Method: A prospective cross-sectional study assessing all patients admitted to the emergency room within 6 hours after a non-fatal injury was conducted over a three-month period. The following were used as measures of alcohol and drug use: a standardized World Health Organization questionnaire; a self-administered questionnaire related to drug consumption within the 24 hours preceding contact; the Drug Abuse Screening Test; urine screens for cannabis, cocaine and benzodiazepines; and determination of blood alcohol concentration. Descriptive analyses were performed and the confidence interval used was 95%.
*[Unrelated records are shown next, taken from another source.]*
PR #6176, opened 2023-06-27
raw2trace optimization: bitset, not passing vector by value, check empty bool

kuhanov:
Split from #6115 

Adding bitset_hash_table_t gives 20% speed up if we stay on original approach.
Changes:
bitset instead of set for encoding history
not passing vector by value
keeping bool for whether delayed branch container is empty


derekbruening (approved):
(Still had a few nits from PR #6115 but small enough to not re-raise.)
(Typically we would raise an issue (e.g., issue on raw2trace performance) to cite in these PR's, but not required.)

PR #6183, opened 2023-07-04
i#5383 mac a64, part 5: Get hello,world to run

derekbruening:
Fixes global references in aarch64.asm which were loading the value
instead of the address (the Linux a64 assembler auto-magically gives
the address whether using ADD or LDR!).

Fixes and clarifies the Mac64 x86 and arm TLS slots vs offsets.

Uses gettimeofday() for query_time_seconds() instead of SYS_gettimeofday.

Removes an invalid hardcoded 0 sysnum for global_do_syscall.

Issue: #5383

### DIFF
--- a/api/samples/stl_test.cpp
+++ b/api/samples/stl_test.cpp
@@ -77,7 +77,9 @@ DR_EXPORT void
 dr_init(client_id_t client_id)
 {
     int i;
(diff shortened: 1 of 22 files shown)


derekbruening:
The diff vs base didn't go as planned here -- will try again w/ the precise base branch.

PR #6192, opened 2023-07-10
Fix EVEX vmovq encoding

### LINKED ISSUE #6190: Wrong EVEX prefix for AVX512 `vmovq`
Dynamorio encodes `vmovq  %xmm16[8byte] -> (%r13)[8byte]` into `62 c1 7d 18 d6 45 00`.
This is an illegal instruction and `62 c1 fd 08 d6 45 00` should be the correct encoding.

**To Reproduce**
1. Create and encode instruction `vmovq  %xmm16[8byte] -> (%r13)[8byte]`.
2. Examine the encoding.

**Expected behavior**
EVEX.W should be 1 and EVEX.b should be 0 according to the x86-64 manual.

**Versions**
cronbuild-9.93.19531

khuey:
The vmovq entries that sit in the prefix_extension table have incorrect encoding information. Specifically, the final byte 0x10, in EVEX mode, sets EVEX.b. 0x40 sets EVEX.W, which is what's needed here. This was likely simply copied over from the VEX entries without adjustment.

The vmovq entries in evex_Wb_extensions are already correct.

Fixes #6190


suite/tests/api/ir_x86.c
```diff
@@ -1544,6 +1544,23 @@ test_x64_vmovq(void *dc)
                               false /*no bytes*/, dbuf, BUFFER_SIZE_ELEMENTS(dbuf), &len);
     ASSERT(pc == &b2[7]);
     ASSERT(strcmp(dbuf, "vmovq  (%rdx,%rcx)[8byte] -> %xmm25\n") == 0);
+
+    const char expected1[] = { 0x62, 0xc1, 0xfe, 0x08, 0x7e, 0x45, 0x00 };
+    const char expected2[] = { 0x62, 0xc1, 0xfd, 0x08, 0xd6, 0x45, 0x00 };
```
derekbruening, line 1549: nit: the others up above in this function and throughout this file are all type `byte` (unsigned, while char is usually signed) -- best to be consistent.

derekbruening (approved):

khuey:
Tests seem too flaky to merge :/

derekbruening:
#2204 covers the 3x-retry feature and tests that still fail 3x in a row: please update it if a new failure is hit not already mentioned there.  I did this for the drcachesim failure which seems to be a stale pipe file which will prevent retries form helping any of those tests: https://github.com/DynamoRIO/dynamorio/issues/2204#issuecomment-1629916592

MikeWalrus:
Thanks!

Issue #6196, opened 2023-07-12
ASSERT UBSAN reports UB in opnd_type_ok


dvyukov:
Executing code that invokes instr_zeroes_ymmh() with -fsanitize=undefined, I am getting:
```
decoding c6 05 78 08 69 00 01 mov    $0x01 -> <rel> 0x000055ffb5d9a308[1byte] at 0x55ffb5709a89
core/ir/x86/encode.c:1293:21: runtime error: applying non-zero offset 17 to null pointer
    #0 0x7f4026f6f207 in opnd_type_ok core/ir/x86/encode.c:1293:21
    #1 0x7f4026f65ae3 in encoding_possible_pass core/ir/x86/encode.c:1534:5
    #2 0x7f4026f659a2 in encoding_possible core/ir/x86/encode.c:1607:10
    #3 0x7f4026f5084d in get_encoding_info core/ir/encode_shared.c:104:13
    #4 0x7f4026f41725 in instr_zeroes_ymmh core/ir/instr_shared.c:2046:32
```
It seems that di is initialized only with decode_info_init_for_instr(), which just zeros it, so `di->final_pc` is a NULL pointer.

@derekbruening said elsewhere: "Hmm, probably what should happen is this type of encoding template fit check should ignore reachability, and not execute that reachable expression at all".

On revision aca56afe82de1608110abd62b41dbc8d7787b235.

PR #6197, opened 2023-07-12
i#6196: fix UBSAN-reported issue in opnd_type_ok

dvyukov:
di->final_pc is NULL (not initialized) when called from encoding_possible(). So the reachability check does not really work and it's not necessary to determine possible encodings.
Adding something to a NULL pointer is also an UB as detected by UBSAN. So remove the reachability check in opnd_type_ok() for TYPE_O.

Fixes: #6196

### DIFF
--- a/core/ir/x86/encode.c
+++ b/core/ir/x86/encode.c
@@ -1285,15 +1285,6 @@ opnd_type_ok(decode_info_t *di /*prefixes field is IN/OUT; x86_mode is IN*/, opn
     }
     case TYPE_O:
         return ((opnd_is_abs_addr(opnd) ||
-#ifdef X64
-                 /* We'll take a relative address that rip-rel won't reach:
-                  * after all, OPND_CREATE_ABSMEM() makes a rip-rel.
-                  */
-                 (opnd_is_rel_addr(opnd) &&
-                  (!REL32_REACHABLE(di->final_pc + MAX_INSTR_LENGTH,
-                                    (byte *)opnd_get_addr(opnd)) ||
-                   !REL32_REACHABLE(di->final_pc + 4, (byte *)opnd_get_addr(opnd)))) ||
-#endif
                  (!X64_MODE(di) && opnd_is_mem_instr(opnd))) &&
                 size_ok(di, opnd_get_size(opnd), opsize, false /*!addr*/));
     case TYPE_X:
--- a/core/ir/x86/encode.c
+++ b/core/ir/x86/encode.c
@@ -1284,8 +1284,7 @@ opnd_type_ok(decode_info_t *di /*prefixes field is IN/OUT; x86_mode is IN*/, opn
         return (opnd_is_far_pc(opnd) || opnd_is_far_instr(opnd));
     }
     case TYPE_O:
-        return ((opnd_is_abs_addr(opnd) ||
-                 (!X64_MODE(di) && opnd_is_mem_instr(opnd))) &&
+        return ((opnd_is_abs_addr(opnd) || (!X64_MODE(di) && opnd_is_mem_instr(opnd))) &&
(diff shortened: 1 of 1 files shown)


dvyukov:
The windows failure looks unrelated:
```
debug-internal-64: **** 2 build errors ****
	D:\a\dynamorio\dynamorio\suite\tests\api\ir_x86.c(500) : fatal error C1002: compiler is out of heap space in pass 2
	D:\a\dynamorio\dynamorio\suite\tests\api\ir_x86.c(458) : fatal error C1002: compiler is out of heap space in pass 2
```

dvyukov:
Not sure about rseq test:
```
442: kernel_xfer_event: type 1
442: kernel_xfer_event: type 10

xxxxxxxxxx 30s elapsed xxxxxxxxxxx

xxxxxxxxxx 30s elapsed xxxxxxxxxxx
442: <Application /home/runner/work/dynamorio/dynamorio/build_debug-internal-64/suite/tests/bin/api.rseq (19837). Failed to synchronize with all threads when detaching.>
    Test #442: code_api|api.rseq .................***Failed  Required regular expression not found. Regex=[^kernel_xfer_event: type 10
```

Is there any history of flakiness for this test?

core/ir/x86/encode.c
```diff
@@ -1284,17 +1284,7 @@ opnd_type_ok(decode_info_t *di /*prefixes field is IN/OUT; x86_mode is IN*/, opn
         return (opnd_is_far_pc(opnd) || opnd_is_far_instr(opnd));
     }
     case TYPE_O:
-        return ((opnd_is_abs_addr(opnd) ||
-#ifdef X64
-                 /* We'll take a relative address that rip-rel won't reach:
-                  * after all, OPND_CREATE_ABSMEM() makes a rip-rel.
-                  */
-                 (opnd_is_rel_addr(opnd) &&
-                  (!REL32_REACHABLE(di->final_pc + MAX_INSTR_LENGTH,
```
derekbruening, line 1293: Hmm removing this completely was not what I had in mind initially.  Also I wanted to change at least one place where a test deliberately uses a PC of 0 as an additional fix for this issue.  Will try to get more feedback in next day.  Thank for taking a stab at this; it was on my list but never made it to the top.

derekbruening, line 1293: > di->final_pc is NULL (not initialized) when called from encoding_possible(). So the reachability check does not really work and it's not necessary to determine possible encodings.

But di->final_pc is set by instr_encode_arch() right before calling encoding_possible().  That is the typical call path.  The instance where final_pc is not set is when called by get_encoding_info() for e.g. instr_zeroes_ymmh().

derekbruening (changes requested):

core/ir/x86/encode.c
derekbruening: So this is used in walking the encoding template possibilities and I'm guessing TYPE_O is early in the sequence, as it is more specialized.  That's why it needs to exclude the reachable so that will bypass and pick a later template.

So the two calls outside a regular encode, get_encoding_info() and instr_is_encoding_possible(), which don't take in a final PC, may pick the wrong template for MOV.  Although it won't matter for instr_is_encoding_possible() who just wants a yes/no answer.  For the various callers of get_encoding_info(): instr_shrink_to_16_bits() is the only one which might have an issue: but it looks like it's ok.

I think what we want to do is document this and add comments in each caller stating that they're fine with this caveat.

derekbruening: I created #6202 for this.  Could I ask you to test it in your ubsan setup to confirm it eliminates the problem in front of you?

dvyukov: Thanks! Let's move the conversation to that PR.

PR #6200, opened 2023-07-12
drcachesim: add cache name and parameter accessors.

brettcoon:
Adds a name to caching_device, with accessors for the name and other cache parameters.  Added a "caching_device" pointer to caching_device_stats, to make it easier for client code to access the cache associated with a stats object.  Updated drcachesim output reports to include cache names and a short description of each cache's configuration.  Updated tests for the output format changes and new methods.

### DIFF
--- a/clients/drcachesim/simulator/cache_simulator.cpp
+++ b/clients/drcachesim/simulator/cache_simulator.cpp
@@ -84,14 +84,14 @@ cache_simulator_t::cache_simulator_t(const cache_simulator_knobs_t &knobs)
     // XXX i#1703: get defaults from hardware being run on.
 
     // This configuration allows for one shared LLC only.
-    cache_t *llc = create_cache(knobs_.replace_policy);
+    std::string cache_name = "LL";
+    cache_t *llc = create_cache(cache_name, knobs_.replace_policy);
     if (llc == NULL) {
         error_string_ = "create_cache failed for the LLC";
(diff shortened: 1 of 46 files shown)


clients/drcachesim/simulator/cache_simulator.cpp
```diff
@@ -578,26 +578,31 @@ cache_simulator_t::print_results()
         print_core(i);
         if (thread_ever_counts_[i] > 0) {
             if (l1_icaches_[i] != l1_dcaches_[i]) {
-                std::cerr << "  L1I stats:" << std::endl;
+                std::cerr << "  " << l1_icaches_[i]->get_name()
+                          << " stats: " << l1_icaches_[i]->get_description() << std::endl;
```
derekbruening, line 582: So it would be like:
```
L1D stats: size=n, assoc=n, block=n, FIFO, coherent
  Hits:
```

It may be better as:
```
L1D (size=n, assoc=n, block=n, FIFO, coherent) stats:
  Hits:
```

derekbruening (approved):

clients/drcachesim/simulator/cache_simulator.cpp
brettcoon: You're right, that is better.  Just wish it didn't affect so many templates...
Oh, well, right is right.

PR #6202, opened 2023-07-13
i#6196: Avoid adding to a null pointer

### LINKED ISSUE #6196: ASSERT UBSAN reports UB in opnd_type_ok

derekbruening:
Avoids non-regular-encode code paths which do not set a final PC and thus have a null PC value from manipulating that PC in opnd_type_ok().

Documents that get_encoding_info() may not find the same template as when called with the real final PC.  Documents in key callers that this is fine.

Adjusts the raw2trace unit test helper to use a non-null final PC.

Fixes #6196

### DIFF
--- a/clients/drcachesim/tracer/raw2trace.h
+++ b/clients/drcachesim/tracer/raw2trace.h
@@ -643,9 +643,11 @@ public:
     test_module_mapper_t(instrlist_t *instrs, void *drcontext)
         : module_mapper_t(nullptr)
     {
-        // We encode for 0-based addresses for simpler tests with low values.
-        byte *pc = instrlist_encode_to_copy(drcontext, instrs, decode_buf_, nullptr,
-                                            nullptr, true);
+        // We encode for 1-based addresses for simpler tests with low values while
+        // avoiding null pointer manipulation complaints (xref i#6196).
+        byte *pc = instrlist_encode_to_copy(
+            drcontext, instrs, decode_buf_,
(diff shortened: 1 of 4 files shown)


dvyukov (approved):
Yes, this helps with UBSAN in my setup. Thanks!

abhinav92003 (approved):

derekbruening:
x86-32 failure is once again scattergather #5329

PR #6209, opened 2023-07-17
i#3544 RV64: Implemented machine_cache_sync

ksco:
We need to flush the icache on all harts, which is not feasible for FENCE.I, so we use `SYS_riscv_flush_icache` to let the kernel do this. Note this is also how gcc implements `__builtin___clear_cache`.

### DIFF
--- a/core/arch/riscv64/proc.c
+++ b/core/arch/riscv64/proc.c
@@ -140,8 +140,11 @@ proc_has_feature(feature_bit_t f)
 void
 machine_cache_sync(void *pc_start, void *pc_end, bool flush_icache)
 {
-    /* FIXME i#3544: Not implemented. FENCE.I ? Maybe a syscall to clean icache? */
-    ASSERT_NOT_IMPLEMENTED(false);
+    /*
+     * RISC-V doesn't have an instruction to flush parts of the instruction cache,
+     * so instead we just flush the whole thing.
+     */
+    __asm__ __volatile__("fence.i" : : : "memory");
 }
 
 DR_API
--- a/core/arch/riscv64/proc.c
+++ b/core/arch/riscv64/proc.c
@@ -32,6 +32,11 @@
 
 #include "../globals.h"
 #include "proc.h"
+#ifdef UNIX
+#    include "../../unix/include/syscall.h"
+#else
+#    error NYI
+#endif
 
 static int num_simd_saved;
 static int num_simd_registers;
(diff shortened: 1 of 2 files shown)


core/arch/riscv64/proc.c
```diff
@@ -140,8 +140,11 @@ proc_has_feature(feature_bit_t f)
 void
 machine_cache_sync(void *pc_start, void *pc_end, bool flush_icache)
 {
-    /* FIXME i#3544: Not implemented. FENCE.I ? Maybe a syscall to clean icache? */
-    ASSERT_NOT_IMPLEMENTED(false);
+    /*
+     * RISC-V doesn't have an instruction to flush parts of the instruction cache,
+     * so instead we just flush the whole thing.
```
derekbruening, line 145: We also need to execute FENCE.I on all other cores?

Xref #1911 on similar topics for AArchXX (and x86).  Is there a membarrier parameter that executes FENCE.I on the other cores?  For x86 where it's not clear that anything is really needed and what's needed is just a "serializing instruction", the next trip into kernel code on each other core is likely to complete that operation; similarly for AArch64 it is likely that other cores will execute the barriers needed eventually, and when modifying branches at least they guarantee that only the old or new code will be observed.

What is the behavior for RISC-V?  Will the kernel typically execute FENCE.I on a context switch??  If not, no other core will ever see the change if we don't take action?

ksco: > We also need to execute FENCE.I on all other cores?

Thanks, I never thought about the multicore situation before. A single FENCE.i is not viable as the kernel might schedule the process onto another core.

 I looked into this, seems the only way we can achieve this is to call the syscall specially made for RISC-V: `sys_riscv_flush_icache`. This is also how glibc implements `__builtin___clear_cache `.

ksco: Done.

derekbruening: > A single FENCE.i is not viable as the kernel might schedule the thread onto another core.

The code being written is (mostly) thread-shared, so it's not just about this thread being migrated: we have to ensure other threads on other cores see the code change too.  This system call should do what we want.

core/arch/riscv64/proc.c
```diff
@@ -140,8 +145,12 @@ proc_has_feature(feature_bit_t f)
 void
 machine_cache_sync(void *pc_start, void *pc_end, bool flush_icache)
 {
-    /* FIXME i#3544: Not implemented. FENCE.I ? Maybe a syscall to clean icache? */
-    ASSERT_NOT_IMPLEMENTED(false);
+    /* We need to flush the icache on all harts, which is not feasible for FENCE.I, so we
+     * use SYS_riscv_flush_icache to let the kernel do this.
+     * The flag here is set to SYS_RISCV_FLUSH_ICACHE_LOCAL, which is defined as 1 in the
```
derekbruening, line 150: Let's make a #define (or const int) for SYS_RISCV_FLUSH_ICACHE_LOCAL and use it in the syscall here.

derekbruening (approved):

core/arch/riscv64/proc.c
derekbruening: It could just be local to this file for now; if we need it somewhere else we can move it to a header at that time.

ksco: Done in https://github.com/DynamoRIO/dynamorio/pull/6209/commits/89b268e727be5e5d7d09167c2c3f0ea914ef5e31.

PR #1234, opened 2023-07-11
[feature] driver/netio: use netio via json-api

ActionHOSchT:
**Description**

Following the contribution-guidelines an additional functionality using the netio-json-api was added to simplify netio handling. To get all actions working powerprotocol.py:NetworkPowerDriver probably needs a refactor.

Tested manually with a Netio-4-Device and in productive-env used with netio-8.

``` python
import logging
import time

import pytest

FEATURE = "power"


@pytest.fixture()
def pdu(target):
    return target.get_driver('NetworkPowerDriver')


@pytest.mark.lg_feature(FEATURE)
def test_something(pdu):
    pdu.on()
    # Note that the pdu might not have switched on when requesting it's
    # status immediately
    time.sleep(5)
    assert pdu.get()['State'] == 1
    logging.info("could turn on")

    pdu.cycle()
    time.sleep(5)
    assert pdu.get()['State'] == 1
    logging.info("could cycle")

    pdu.off()
    time.sleep(5)
    assert pdu.get()['State'] == 0
    logging.info("could turn off")
```
grafik 

Signed-off-by: Raffael Krakau <r.krakau90@gmail.com>

**Checklist**

- [x] PR has been tested
<!---

### DIFF
--- a/labgrid/driver/power/netio_json.py
+++ b/labgrid/driver/power/netio_json.py
@@ -1,0 +1,165 @@
+#!/usr/bin/env python3
+# -*- coding: utf-8 -*-
+
+"""
+Add HTTP-JSON-API functions for labgrid-netio power driver.
+Set model in YML-CFG to 'netio_json'.
+"""
+__author__ = "Eugen Wiens, Christian Happ, Raffael Krakau"
+__copyright__ = "Copyright 2023, JUMO GmbH & Co. KG"
+__email__ = "Eugen.Wiens@jumo.net, Christian.Happ@jumo.net"
+__date__ = "2023-07-05"
+__status__ = "Production"
+
+import json
+
+import requests
+
+
+class __NetioControl:
+    """
+    Netio-Class to switch sockets via HTTP-JSON-API
+    """
+    __host: str
+    __port: int
+    __username: str
+    __password: str
+    __telnetConnection = None
+
+    def __init__(self, host, port=80, username=None, password=None):
+        """
+        Define connection details
+        """
+        self.__host = host
+        self.__port = port
+        self.__username = username
+        self.__password = password
+
+    def set_state(self, socketID, action):
+        """
+        Set power state by socket port number (e.g. 1 - 8) and an action ('1'-'4').
+
+        - actions:
+            - 0: Turn OFF,
+            - 1: Turn ON,
+            - 2: Short OFF delay (restart),
+            - 3: Short ON delay,
+            - 4: Toggle (invert the state)
+        """
+        state = None
+        response = requests.post(self.create_request_url(), json=self.get_request_json_data(socketID, action))
+
+        if response.ok:
+            responseDict = json.loads(response.text)
+            outputStates = responseDict['Outputs']
+
+            for outputState in outputStates:
+                if outputState['ID'] == socketID:
+                    state = outputState
+                    break
+        else:
+            raise Exception(f"Cannot SET the power state for socket number: {socketID} for action: {action}."
+                            f" Error code: {response.text}")
+
+        return state
+
+    def get_state(self, socketID):
+        """
+        Get current state of a given socket number as json.
+        """
+        state = None
+        response = requests.get(self.create_request_url())
+
+        if response.ok:
+            responseDict = json.loads(response.text)
+
+            for outputState in responseDict['Outputs']:
+                if outputState['ID'] == socketID:
+                    state = outputState
+                    break
+        else:
+            raise Exception(f"Cannot get the power state for socket {socketID}. Error code: {response.text}")
+
+        return state
+
+    def convert_socket_id(self, socketID) -> int:
+        """
+        cast socketID to int
+
+        raises ValueError
+        """
+        try:
+            socketID = int(socketID)
+        except ValueError as e:
+            raise Exception(f"socketID \"{socketID}\" could not be converted to an integer: {e}!")
+
+        return socketID
+
+    def create_request_url(self) -> str:
+        """
+        Build URL from params set in __init__()
+        """
+        requestUrl = 'http://'
+
+        if self.__username and self.__password:
+            requestUrl += f'{self.__username}:{self.__password}@'
+
+        requestUrl += self.__host
+
+        if self.__port:
+            requestUrl += f':{self.__port}'
+
+        requestUrl += '/netio.json'
+
+        return requestUrl
+
+    def get_request_json_data(self, socketID, action) -> str:
+        data = f'{{"Outputs":[{{"ID":{socketID},"Action":{self.convert_action(action)}}}]}}'
+
+        return json.loads(data)
+
+    def to_str(self, toConvert) -> str:
+        if toConvert == 1 or toConvert is True:
+            toConvert = "1"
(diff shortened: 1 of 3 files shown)


ActionHOSchT:
> labgrid already supports these netio APIs:
> 
> > **netio**
> > Controls a NETIO 4-Port PDU via a simple HTTP API.
> > **netio_kshell**
> > Controls a NETIO 4C PDU via a Telnet interface.
> 
> See: https://labgrid.readthedocs.io/en/latest/configuration.html#networkpowerport
> 
> Why do you need to implement an additional API?


We had issues using kshell with the 8-port version of netio. (even changed devices)

When we contacted netio they told us, that we must use e.g. the json-api to control the 8-port-netios. Which we did and implemented this netio-json-driver for labgrid.

Considering the manufacturer telling us to use json-api, this is a mandatory feature for people who want to use 8-port netios. Even if the current netio-docs say, that kshell should be possible with the netio *PowerPDU 8QS*, we use the json-api to control the netios.

labgrid/driver/power/netio_json.py
```diff
@@ -0,0 +1,157 @@
...
+__status__ = "Production"
+
+import json
+
+import requests
+
+PORT = 80
+
+
+class __NetioControl:
```
Emantor, line 21: Why the double underscore?

labgrid/driver/power/netio_json.py
```diff
@@ -0,0 +1,157 @@
...
+    """
+    Netio-Class to switch sockets via HTTP-JSON-API
+    """
+    __host: str
```
Emantor, line 25: `__host` and the variables below are defined as class variables, however they are not used anywhere? Every place uses the instance variables instead.

labgrid/driver/power/netio_json.py
```diff
@@ -0,0 +1,157 @@
...
+    - port: standard is 80
+    - index: depends on netio-device 1-n (n is the size of netio)
+    - action:
+        - 0: Turn OFF,
+        - 1: Turn ON,
+        - 2: Short OFF delay (restart),
+        - 3: Short ON delay,
+        - 4: Toggle (invert the state)
+    """
+    netio = __NetioControl(host, port)
```
Emantor, line 144: Is the class indirection necessary? How are `username` and `password` set?

Emantor (changes requested):

Emantor:
Are the netio devices supported by pdudaemon? In that case it may be easier to use PDUDaemon.

labgrid/driver/power/netio_json.py
ActionHOSchT: Initially dunderscore was added to keep NetioControl private and to prevent it from showing up in the doc.(imo a user/dev does only need this info if he already takes a look in the source-code)

With dunderscore the class will be mangled and show up as power__NetioControl giving a better idea what this exactly is.

labgrid/driver/power/netio_json.py
ActionHOSchT: `__host` is a private copy of `host` (added to prevent side-effects)
At line 105 this copy will be used.
`__host` will be mangled and show up as `NetioControl__host` which prevents any other operation from accidentally modifying it.

labgrid/driver/power/netio_json.py
ActionHOSchT: The class indirection isn't strictly necessary, sure it would also be possible to implement this classless. 

The json-api supports/expects username and password, even if they're empty.
afaik NetworkPowerDriver doesn't support to set username and password because NetworkPowerPort doesn't support it.
We/I couldn't find a way to set `username` and `password` at `exporter-config.yaml`.
Because of this another PR is on it's way (hopefully PR-ready within 2 weeks).

ActionHOSchT:
> Are the netio devices supported by pdudaemon? In that case it may be easier to use PDUDaemon.

I don't see the benefits from using `PDUDaemon` since we look forward to provide the NetworkPowerDriverWithAuth to finally(no offense) set credentials at export-config.yaml.

If you or someone else sees the benefit from using `PDUDaemon` I would be really thankful to get to know them.

labgrid/driver/power/netio_json.py
```diff
@@ -0,0 +1,157 @@
...
+        """
+        state = None
+        response = requests.get(self.generate_request_url())
+
+        if response.ok:
+            responseDict = json.loads(response.text)
+
+            for outputState in responseDict['Outputs']:
+                if outputState['ID'] == socketID:
+                    state = outputState
```
ep1cman, line 76: This should be
```state = outputState['State']```
Otherwise it always shows as on

ActionHOSchT: thank you

jluebbe:
> > Are the netio devices supported by pdudaemon? In that case it may be easier to use PDUDaemon.
> 
> I don't see the benefits from using `PDUDaemon` since we look forward to provide the NetworkPowerDriverWithAuth to finally(no offense) set credentials at export-config.yaml.

Why do you want distribute the credentials via the coordinator in the clear to all clients? PDUDaemon current has no authentication either, but it's a HTTP API, so it should be relatively easy to switch to authenticated HTTPS using a reverse proxy. At that point, every user could have personal credentials (would need small changes to the `PDUDaemonDriver`).
 
> If you or someone else sees the benefit from using `PDUDaemon` I would be really thankful to get to know them.

With PDUDaemon, we can:

- reuse the driver implementations across projects (labgrid, lava and others)
- avoid concurrent access from clients to the same PDU by serializing them (some have bugs with parallel access)
- "hide" the actual PDUs behind a web service that can be protected via firewalls and/or authentication

labgrid/driver/power/netio_json.py
ActionHOSchT: Can this be resolved?

labgrid/driver/power/netio_json.py
ActionHOSchT: Can this be resolved?

labgrid/driver/power/netio_json.py
ActionHOSchT: Username and password are prefabricated.
If you want this to be removed I will remove *username* and *password*.
If it's ok for you I would keep it for possible "future-use".

Bastian-Krause:
Reopened as requested by @JUMO-GmbH-Co-KG.

labgrid/driver/power/netio_json.py
ChHapp: No, the class is not necessary, we can adjust that. Just as note, we use the NetioControl class in other projects as well, we just added the Labgrid API functions `power_set` and `power_get` to reuse that code and get it working with Labgrid. 

How should we continue on that ?

labgrid/driver/power/netio_json.py
SeminSey: Would a single underscore still be prefered?

labgrid/driver/power/netio_json.py
SeminSey: Any further suggestion on how to handle this preferably?

PR #1238, opened 2023-07-20
fix scheduled unit tests:  don't use minimalmodbus 2.1.0 or 2.1.1

jremmet:
Currently "scheduled unit tests"  and new PRs crashes tests/test_modbusrtudriver.py
minimalmodbus.MasterReportedException: Failed to initialise serial port

minimalmodbus-2.0.1 was working before.

Disallow this versions till further investigation. I don't have a setup for this

**Description**

**Checklist**
- [ ] Tests for the feature 

- [ ] PR has been tested


Emantor:
We should use `, <2.1` instead of `, !=2.1.0, !=2.1.1` here to ensure a later version does not catch us out.

Bastian-Krause:
We should investigate this before excluding versions.

Bastian-Krause:
> > We should investigate this before excluding versions.
> 
> I disagree. We should restrict the version to fix our CI and unrestrict when we have fixed the issue.

Already done in #1241.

Results: A total of 353 patients were included. Cannabis and cocaine screens were conducted for 242 patients and benzodiazepine screens were conducted for 166. Blood alcohol concentrations reached the level of positivity in 11% (n = 39), and 10% (n = 33) presented some degree of intoxication. Among the 242 patients screened, 13.6% (n = 33) tested positive for cannabis, and 3.3% (n = 8) tested positive for cocaine, whereas 4.2% (n = 7) of the 166 patients screened tested positive for benzodiazepines.
Conclusions: Substance use was highly prevalent among these individuals. In this sample, the frequency for the use of cannabis (an illicit drug) was comparable to that of alcohol. More studies are needed in order to characterize such use among Brazilians and to develop proper approaches to such cases, with the aim of reducing substance use and its consequences.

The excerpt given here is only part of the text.